Where for a couple of months, I was trying to reconnect with my anger and I was reading books about anger management and suppressed anger. And I was doing meditations and I was like into the topic of anger. Right. And I picked that book up and it was a book for women. [00:01:00] Mostly it’s a book, I think for.
Feminine anger, like female anger, like how women should deal with anger because women in society it’s even a special place on like the kind of limitations we set on girls being angry versus boys being angry or girls having being aggressive versus boys. Right. There’s like a little less.
Leeway. And maybe there’s more stigma in society. And so there’s this psychologist and she wrote this book and it’s mainly written for a female audience on how to deal with your anger. But I thought the book had such great reviews maybe I can learn something anyways. And if I don’t learn anything about my own anger, maybe I learn about the anger of the females in my life, the women in my life or something, it could be interesting.
And I found, I have to say that I found that there’s been nothing in that book that hasn’t been useful to me or interesting. It’s not the kind of book that I was reading [00:02:00] and thinking, oh, this is clearly not for man. This is not for me. I don’t understand this. It was like, I just could totally relate to these things, you know?
And I live in definitely in these situations and I, this is useful to me. So there are a bunch of concepts in that book. There’s two things that I wanted to add.

There’s one main idea that I wanted to highlight. One thing I brought up and we had talked about before once was this idea that I’d never heard before and never considered myself that sometimes when you fight, when something upsets you and you fight passionately and loudly and aggressively that fighting and getting angry and being upset.
Is not to be equated with you are truly interested and working on change. In many cases that getting angry and worked up and fighting might be a part of the mechanism that makes you not change anything about what is happening, [00:03:00] makes you comfortable about holding on to the situation and just playing out a loop.

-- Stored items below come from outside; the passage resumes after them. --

PR #127, opened 2019-02-02
Allow self assignable roles

joker314:
The current command `?add-role "Year X"` is broken. This is likely because you have to actually @mention the role -- which would lead to a lot of unwanted notifications from that year group.

Instead, we introduce the `:year` command. It is rate limited to 1 request per 5 seconds per user. This is because setting a year group is usually a fairly infrequent action (once a year, ideally); and there is a rate limit from Discord's side in place I think.

In the constants file, there's a dictionary containing all the role names ("Year 1[0123]", "Always just a bit too old"). These are the roles which are self-assignable.

The following commands work:

```
# As you'd expect
:year 10
:year 11
:year 12
:year 13

# Always just a bit too old
:year old

# Remove year-group role
:year remove
```

The command is case-insensitive, and validates its input (if invalid year group, all possible year groups listed), but throws an error if a role does not exist in the guild.

The documentation in the #readme channel will need to be updated if this is merged

<hr>

Screenshot of the bot responding to requests for year 10, 14 (which resulted in an error message), and year old -- and the 'd' in old is capitalized to show that the command is case-insensitive

### DIFF
--- a/bot/cogs/general.py
+++ b/bot/cogs/general.py
@@ -34,7 +34,9 @@ class General:
         role_name = SELF_ROLE_NAMES.get(year_group, None)
 
         if role_name is None:
-            await ctx.send(f"Not a self-assignable role. Try one of: {', '.join(SELF_ROLE_NAMES.keys())}")
+            msg = f"Not a self-assignable role. Try one of: {', '.join(SELF_ROLE_NAMES.keys())}, "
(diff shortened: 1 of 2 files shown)


joker314:
The bot seems to be very slow at dealing with such requests, but it might just be my internet connection.

joker314:
Closing in favour of recently fixed `.rank` command in another bot.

Right. Yeah, but I’m voicing my upset. Yeah. But if you voice your upset, I mean, if you scream at somebody that they’re upsetting you and you’re not changing anything and they’re not changing anything and they are allowed to keep doing this and nothing really happens until eventually you’re upsetting your extreme.
Again, again, you’re not training them to stop. You have taught them that this is the loop of how we’re doing this. Right. And then we’ll continue doing this thing that upsets you. No matter how many times you screamed, you know, I never had considered this. I never thought about it. I’m not the kind of person that screams or there’s like a passionate fighter in relationships that has like really bad fights.
Um, that was never my thing, but I’d never considered that, that, that could be a mechanism to prevent change from happening versus something that would stimulate change. But the thing that I really [00:04:00] wanted to talk about. The main idea that I find applicable both in intimate relationships, in relationships with your children, any professional relationships at work is this concept of, you know, over-functioning and under-functioning.
So what she describes in dance with anger is this idea that, you know, relationships are. Very systematic at times. And so it’s not just what you do in a vacuum and what I do in a vacuum. It’s what you do to me and how I respond back to you. Right. It’s kind of the dance between action and reaction and no matter what we’re doing.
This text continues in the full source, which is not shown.